**About this exercise**
Restate all of the entries exactly, each line as it stands.

**Given records**
PR #401, opened 2020-02-06
Return the foreign function result.

jplevyak:

### DIFF
--- a/source/extensions/common/wasm/exports.cc
+++ b/source/extensions/common/wasm/exports.cc
@@ -237,7 +237,7 @@ Word call_foreign_function(void* raw_context, Word function_name, Word function_
   uint64_t address = 0;
   void* result = nullptr;
   size_t result_size = 0;
-  f(wasm, args, [&wasm, &address, &result, &result_size](size_t s) -> void* {
+  auto res = f(wasm, args, [&wasm, &address, &result, &result_size](size_t s) -> void* {
     result = wasm.allocMemory(s, &address);
     result_size = s;
     return result;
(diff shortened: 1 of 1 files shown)


mandarjog:
needs to be cherry-picked to 1.5

jplevyak:
Responding to Piotr.   The foreign function API has provision for returning an error.  If there is an error which fits in the WasmResult semantics, I think it is reasonable to include it instead of the OK.   I agree that it does change the semantics, but it is not unreasonable.   Let us discuss this on the ABI document and I will merge this and if we have to change it as part of upstreaming or the ABI document review we can do it then.

source/extensions/common/wasm/exports.cc
```diff
@@ -248,7 +248,7 @@ Word call_foreign_function(void* raw_context, Word function_name, Word function_
   if (!context->wasmVm()->setWord(results_size.u64_, Word(result_size))) {
     return wasmResultToWord(WasmResult::InvalidMemoryAccess);
   }
```
PiotrSikora: If `res != WasmResult::Ok` then you probably shouldn't be writing the `result` above.

PiotrSikora: @jplevyak could you fix that? Since this is already merged.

**Answer to the exercise**
PR #401, opened 2020-02-06
Return the foreign function result.

jplevyak:

### DIFF
--- a/source/extensions/common/wasm/exports.cc
+++ b/source/extensions/common/wasm/exports.cc
@@ -237,7 +237,7 @@ Word call_foreign_function(void* raw_context, Word function_name, Word function_
   uint64_t address = 0;
   void* result = nullptr;
   size_t result_size = 0;
-  f(wasm, args, [&wasm, &address, &result, &result_size](size_t s) -> void* {
+  auto res = f(wasm, args, [&wasm, &address, &result, &result_size](size_t s) -> void* {
     result = wasm.allocMemory(s, &address);
     result_size = s;
     return result;
(diff shortened: 1 of 1 files shown)


mandarjog:
needs to be cherry-picked to 1.5

jplevyak:
Responding to Piotr.   The foreign function API has provision for returning an error.  If there is an error which fits in the WasmResult semantics, I think it is reasonable to include it instead of the OK.   I agree that it does change the semantics, but it is not unreasonable.   Let us discuss this on the ABI document and I will merge this and if we have to change it as part of upstreaming or the ABI document review we can do it then.

source/extensions/common/wasm/exports.cc
```diff
@@ -248,7 +248,7 @@ Word call_foreign_function(void* raw_context, Word function_name, Word function_
   if (!context->wasmVm()->setWord(results_size.u64_, Word(result_size))) {
     return wasmResultToWord(WasmResult::InvalidMemoryAccess);
   }
```
PiotrSikora: If `res != WasmResult::Ok` then you probably shouldn't be writing the `result` above.

PiotrSikora: @jplevyak could you fix that? Since this is already merged.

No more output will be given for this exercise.